* _Directions for this task_: Whenever a line of the listing contains the string "point", return that line.

-- Opening Marker --

PR #162, opened 2016-09-02
T12729

smspillaz:
http://phabricator.endlessm.com/T12729

### DIFF
--- a/js/misc/missionGameService.js
+++ b/js/misc/missionGameService.js
@@ -49,8 +49,7 @@ const MissionChatboxTextService = new Lang.Class({
          * currently active task.
          *
          * The state of this service moves through each each task until
-         * it reaches the end, at which point it displays a message
-         * and sets itself to a 'done' state.
+         * it reaches the end, at which point these are set back to null.
          */
         this._openedForTheFirstTime = false;
         this._introLesson = null;
@@ -62,7 +61,13 @@ const MissionChatboxTextService = new Lang.Class({
         /* Connect to the service and refresh the content once we have a connection */
         Showmehow.ServiceProxy.new_for_bus(Gio.BusType.SESSION, 0, name, path, null,
                                            Lang.bind(this, function(source, result) {
-            this._service = Showmehow.ServiceProxy.new_for_bus_finish(result);
+            try {
+                this._service = Showmehow.ServiceProxy.new_for_bus_finish(result);
+            } catch (e) {
+                log('Error occurred in creating ShowmehowServiceProxy ' + String(e));
+                return;
+            }
+
             this._service.connect('lessons-changed', Lang.bind(this, function() {
                 /* When the underlying lessons change, we need to reset the entire
                  * state of this component and start from the beginning, including
@@ -71,10 +76,10 @@ const MissionChatboxTextService = new Lang.Class({
                  * Get the intro lesson again then reset all the state back
                  * to its initial point.
                  */
-                this._refreshContent(function() {
+                this._refreshContent(Lang.bind(this, function() {
                     this._openedForTheFirstTime = false;
                     this._currentTask = null;
-                });
+                }));
             }));
             this._service.connect('listening-for-lesson-events', Lang.bind(this, function(proxy, interestingEvents) {
                 this.emit('listening-for-events', interestingEvents.deep_unpack());
@@ -83,7 +88,14 @@ const MissionChatboxTextService = new Lang.Class({
         }));
     },
     _handleLessonResponse: function(source, result) {
-        let [success, returnValue] = this._service.call_attempt_lesson_remote_finish(result);
+        let success, returnValue;
+
+        try {
+            [success, returnValue] = this._service.call_attempt_lesson_remote_finish(result);
+        } catch (e) {
+            log('Error occurred in attempting lesson ' + String(e));
+            return;
+        }
 
         if (success) {
             let [responsesJSON, moveTo] = returnValue.deep_unpack();
@@ -174,7 +186,15 @@ const MissionChatboxTextService = new Lang.Class({
         };
 
         this._service.call_get_unlocked_lessons('console', null, Lang.bind(this, function(source, result) {
-            let [success, lessons] = this._service.call_get_unlocked_lessons_finish(result);
+            let success, lessons;
+
+            try {
+                [success, lessons] = this._service.call_get_unlocked_lessons_finish(result);
+            } catch (e) {
+                log('Error occurred in getting unlocked lessons ' + String(e));
+                return;
+            }
+
             lessons = lessons.deep_unpack();
 
             if (success) {
@@ -191,7 +211,15 @@ const MissionChatboxTextService = new Lang.Class({
         }));
 
         this._service.call_get_known_spells('console', null, Lang.bind(this, function(source, result) {
-            let [success, lessons] = this._service.call_get_known_spells_finish(result);
+            let success, lessons;
+
+            try {
+                [success, lessons] = this._service.call_get_known_spells_finish(result);
+            } catch (e) {
+                log('Error occurred in getting known spells ' + String(e));
+                return;
+            }
+
             lessons = lessons.deep_unpack();
 
             if (success) {
@@ -208,7 +236,14 @@ const MissionChatboxTextService = new Lang.Class({
         }));
 
         this._service.call_get_unlocked_lessons('shell', null, Lang.bind(this, function(source, result) {
-            let [success, lessons] = this._service.call_get_unlocked_lessons_finish(result);
+            let success, lessons;
+
+            try {
+                [success, lessons] = this._service.call_get_unlocked_lessons_finish(result);
+            } catch (e) {
+                log('Error occurred in getting unlocked lessons for shell ' + String(e));
+                return;
+            }
 
             if (success) {
                 /* There should be a single lesson here called introduction here. Save
@@ -236,7 +271,14 @@ const MissionChatboxTextService = new Lang.Class({
         }));
 
         this._service.call_get_clues('shell', null, Lang.bind(this, function(source, result) {
-            let [success, clues] = this._service.call_get_clues_finish(result);
+            let success, clues;
+
+            try {
+                [success, clues] = this._service.call_get_clues_finish(result);
+            } catch (e) {
+                log('Error occurred in getting clues ' + String(e));
+                return;
+            }
 
             if (success) {
                 this.emit('discover-new-inventory-items', clues.deep_unpack().map(function(clue) {
@@ -259,7 +301,15 @@ const MissionChatboxTextService = new Lang.Class({
 
         this._service.call_get_task_description('intro', taskName, null,
                                                 Lang.bind(this, function(source, result) {
-            let [success, returnValue] = this._service.call_get_task_description_finish(result);
+            let success, returnValue;
+
+            try {
+                [success, returnValue] = this._service.call_get_task_description_finish(result);
+            } catch (e) {
+                log(['Error occurred in getting task description for ',
+                     taskName, ' ', String(e)]);
+                return;
+            }
 
             if (success) {
                 let [desc, inputSpecString] = returnValue.deep_unpack();
--- a/js/misc/missionGameService.js
+++ b/js/misc/missionGameService.js
@@ -63,7 +63,7 @@ const MissionChatboxTextService = new Lang.Class({
             try {
                 this._service = Showmehow.ServiceProxy.new_for_bus_finish(result);
             } catch (e) {
-                log('Error occurred in creating ShowmehowServiceProxy ' + String(e));
+                logError(e, "Error occurred in creating ShowmehowServiceProxy");
                 return;
             }
 
@@ -92,7 +92,7 @@ const MissionChatboxTextService = new Lang.Class({
         try {
             [success, returnValue] = this._service.call_attempt_lesson_remote_finish(result);
         } catch (e) {
-            log('Error occurred in attempting lesson ' + String(e));
+            logError(e, 'Error occurred in attempting lesson');
             return;
         }
 
@@ -190,7 +190,7 @@ const MissionChatboxTextService = new Lang.Class({
             try {
                 [success, lessons] = this._service.call_get_unlocked_lessons_finish(result);
             } catch (e) {
-                log('Error occurred in getting unlocked lessons ' + String(e));
+                logError(e, 'Error occurred in getting unlocked lessons');
                 return;
             }
 
@@ -215,7 +215,12 @@ const MissionChatboxTextService = new Lang.Class({
             try {
                 [success, lessons] = this._service.call_get_known_spells_finish(result);
             } catch (e) {
-                log('Error occurred in getting known spells ' + String(e));
+                logError(e, 'Error occurred in getting known spells');
+                return;
+            }
+
+            if (!success) {
+                log('Warning: call to showmhow get_known_spells failed');
                 return;
             }
 
@@ -240,7 +245,7 @@ const MissionChatboxTextService = new Lang.Class({
             try {
                 [success, lessons] = this._service.call_get_unlocked_lessons_finish(result);
             } catch (e) {
-                log('Error occurred in getting unlocked lessons for shell ' + String(e));
+                logError(e, 'Error occurred in getting unlocked lessons for shell');
                 return;
             }
 
@@ -275,7 +280,7 @@ const MissionChatboxTextService = new Lang.Class({
             try {
                 [success, clues] = this._service.call_get_clues_finish(result);
             } catch (e) {
-                log('Error occurred in getting clues ' + String(e));
+                logError(e, 'Error occurred in getting clues');
                 return;
             }
 
@@ -305,8 +310,7 @@ const MissionChatboxTextService = new Lang.Class({
             try {
                 [success, returnValue] = this._service.call_get_task_description_finish(result);
             } catch (e) {
-                log(['Error occurred in getting task description for ',
-                     taskName, ' ', String(e)]);
+                logError(e, 'Error occurred in getting task description for ' + taskName);
                 return;
             }
 
--- a/js/misc/missionGameService.js
+++ b/js/misc/missionGameService.js
@@ -44,26 +44,26 @@ const MissionChatboxTextService = new Lang.Class({
         this._service = null;
 
         /* These properties make up the lesson's content. _lessonInfo refers
-         * to all of the text we need to display about the broader "lesson"
+         * to all of the text we need to display about the broader 'lesson'
          * and _taskInfo is all the text that we need to display about the
          * currently active task.
          *
          * The state of this service moves through each each task until
          * it reaches the end, at which point it displays a message
-         * and sets itself to a "done" state.
+         * and sets itself to a 'done' state.
          */
         this._openedForTheFirstTime = false;
         this._introLesson = null;
         this._currentTask = null;
 
-        let name = "com.endlessm.Showmehow.Service";
-        let path = "/com/endlessm/Showmehow/Service";
+        let name = 'com.endlessm.Showmehow.Service';
+        let path = '/com/endlessm/Showmehow/Service';
 
         /* Connect to the service and refresh the content once we have a connection */
         Showmehow.ServiceProxy.new_for_bus(Gio.BusType.SESSION, 0, name, path, null,
                                            Lang.bind(this, function(source, result) {
             this._service = Showmehow.ServiceProxy.new_for_bus_finish(result);
-            this._service.connect("lessons-changed", Lang.bind(this, function() {
+            this._service.connect('lessons-changed', Lang.bind(this, function() {
                 /* When the underlying lessons change, we need to reset the entire
                  * state of this component and start from the beginning, including
                  * showing any warnings.
@@ -76,8 +76,8 @@ const MissionChatboxTextService = new Lang.Class({
                     this._currentTask = null;
                 });
             }));
-            this._service.connect("listening-for-lesson-events", Lang.bind(this, function(proxy, interestingEvents) {
-                this.emit("listening-for-events", interestingEvents.deep_unpack());
+            this._service.connect('listening-for-lesson-events', Lang.bind(this, function(proxy, interestingEvents) {
+                this.emit('listening-for-events', interestingEvents.deep_unpack());
             }));
             this._refreshContent();
         }));
@@ -90,7 +90,7 @@ const MissionChatboxTextService = new Lang.Class({
             let responses = JSON.parse(responsesJSON);
 
             responses.forEach(Lang.bind(this, function(response) {
-                this.emit("chat-message", {
+                this.emit('chat-message', {
                     kind: response.type,
                     text: response.value
                 });
@@ -112,7 +112,7 @@ const MissionChatboxTextService = new Lang.Class({
                 }
             }
         } else {
-            log("Failed to call call_attempt_lesson_remote");
+            log('Failed to call call_attempt_lesson_remote');
         }
     },
     ready: function() {
@@ -132,14 +132,14 @@ const MissionChatboxTextService = new Lang.Class({
                     returnValue.deep_unpack().map(function(w) {
                         return w[0];
                     }).forEach(Lang.bind(this, function(w) {
-                        this.emit("chat-message", {
-                            kind: "scrolled",
-                            mode: "immediate",
+                        this.emit('chat-message', {
+                            kind: 'scrolled',
+                            mode: 'immediate',
                             text: w
                         });
                     }));
                 } else {
-                    log("Call to get_warnings_finish failed");
+                    log('Call to get_warnings_finish failed');
                 }
 
                 this._showTaskDescriptionForLesson(this._introLesson.entry);
@@ -157,68 +157,68 @@ const MissionChatboxTextService = new Lang.Class({
     },
     evaluate: function(text) {
         if (this._introLesson && this._currentTask) {
-            this._service.call_attempt_lesson_remote("intro", this._currentTask.name, text, null,
+            this._service.call_attempt_lesson_remote('intro', this._currentTask.name, text, null,
                                                      Lang.bind(this, this._handleLessonResponse));
         }
     },
     _refreshContent: function(completedCallback) {
         if (!this._service) {
-            log("Attempted to refresh content without a service!");
+            log('Attempted to refresh content without a service!');
         }
 
         var completion = {
-            "adventures": false,
-            "spells": false,
-            "inventory": false,
-            "intro": false
+            'adventures': false,
+            'spells': false,
+            'inventory': false,
+            'intro': false
         };
 
-        this._service.call_get_unlocked_lessons("console", null, Lang.bind(this, function(source, result) {
+        this._service.call_get_unlocked_lessons('console', null, Lang.bind(this, function(source, result) {
             let [success, lessons] = this._service.call_get_unlocked_lessons_finish(result);
             lessons = lessons.deep_unpack();
 
             if (success) {
-                this.emit("discover-new-adventures", lessons.map(function(lesson_spec) {
+                this.emit('discover-new-adventures', lessons.map(function(lesson_spec) {
                     return {
                         name: lesson_spec[0],
                         desc: lesson_spec[1]
                     };
                 }));
-                callWhenComplete(completion, "adventures", completedCallback);
+                callWhenComplete(completion, 'adventures', completedCallback);
             } else {
-                log("Warning: Call to showmehow get_unlocked_lessons failed");
+                log('Warning: Call to showmehow get_unlocked_lessons failed');
             }
         }));
 
-        this._service.call_get_known_spells("console", null, Lang.bind(this, function(source, result) {
+        this._service.call_get_known_spells('console', null, Lang.bind(this, function(source, result) {
             let [success, lessons] = this._service.call_get_known_spells_finish(result);
             lessons = lessons.deep_unpack();
 
             if (success) {
-                this.emit("discover-new-spells", lessons.map(function(lesson_spec) {
+                this.emit('discover-new-spells', lessons.map(function(lesson_spec) {
                     return {
                         name: lesson_spec[0],
                         desc: lesson_spec[1]
                     };
                 }));
-                callWhenComplete(completion, "spells", completedCallback);
+                callWhenComplete(completion, 'spells', completedCallback);
             } else {
-                log("Warning: Call to showmehow get_known_spells failed");
+                log('Warning: Call to showmehow get_known_spells failed');
             }
         }));
 
-        this._service.call_get_unlocked_lessons("shell", null, Lang.bind(this, function(source, result) {
+        this._service.call_get_unlocked_lessons('shell', null, Lang.bind(this, function(source, result) {
             let [success, lessons] = this._service.call_get_unlocked_lessons_finish(result);
 
             if (success) {
                 /* There should be a single lesson here called introduction here. Save
                  * it. */
                 lessons = lessons.deep_unpack().filter(function(lesson) {
-                    return lesson[0] == "intro";
+                    return lesson[0] == 'intro';
                 });
 
                 if (lessons.length !== 1) {
-                    log("Expected a single lesson for shell, cannot show intro lesson!");
+                    log('Expected a single lesson for shell, cannot show intro lesson!');
                     return;
                 }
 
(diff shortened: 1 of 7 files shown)


js/ui/status/missionGame.js
```diff
@@ -0,0 +1,71 @@
...
+        this.menu.addMenuItem(this._spells);
+
+        let name = "com.endlessm.Showmehow.Service";
+        let path = "/com/endlessm/Showmehow/Service";
+
+        Showmehow.ServiceProxy.new_for_bus(Gio.BusType.SESSION, 0, name, path, null,
+                                           Lang.bind(this, function(source, result) {
+            this._service = Showmehow.ServiceProxy.new_for_bus_finish(result);
+            this._service.call_get_unlocked_lessons(null, Lang.bind(this, function(source, result) {
+                [success, lessons] = this._service.call_get_unlocked_lessons_finish(result);
```
aperezdc: This is defining global variables, please prefix the line with `let` to use locals.

js/ui/status/missionGame.js
```diff
@@ -57,13 +57,22 @@ const Indicator = new Lang.Class({
                         this._adventures.menu.addAction(lesson_spec[1],
                                                         launchLessonAction(lesson_spec[0]));
                     }));
+                } else {
+                    log("Warning: Call to showmehow get_unlocked_lessons failed");
+                }
+            }));
 
+            this._service.call_get_known_spells(null, Lang.bind(this, function(source, result) {
+                [success, lessons] = this._service.call_get_known_spells_finish(result);
```
aperezdc: Prefix with `let` to avoid defining globals.

js/ui/status/missionGame.js
```diff
@@ -171,6 +171,28 @@ const ScrollingLabel = new Lang.Class({
...
+        this._text = params.text;
+        this.complete = false;
+    },
+    start: function(scrollView) {
+        this.complete = true;
+        this.set_text(this._text);
+        this.emit('finished-scrolling');
+        scrollView();
+    },
+    fastForward: function() {
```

-- Closing Marker --

* _Written response_:
-         * it reaches the end, at which point it displays a message
+         * it reaches the end, at which point these are set back to null.
                  * to its initial point.
          * it reaches the end, at which point it displays a message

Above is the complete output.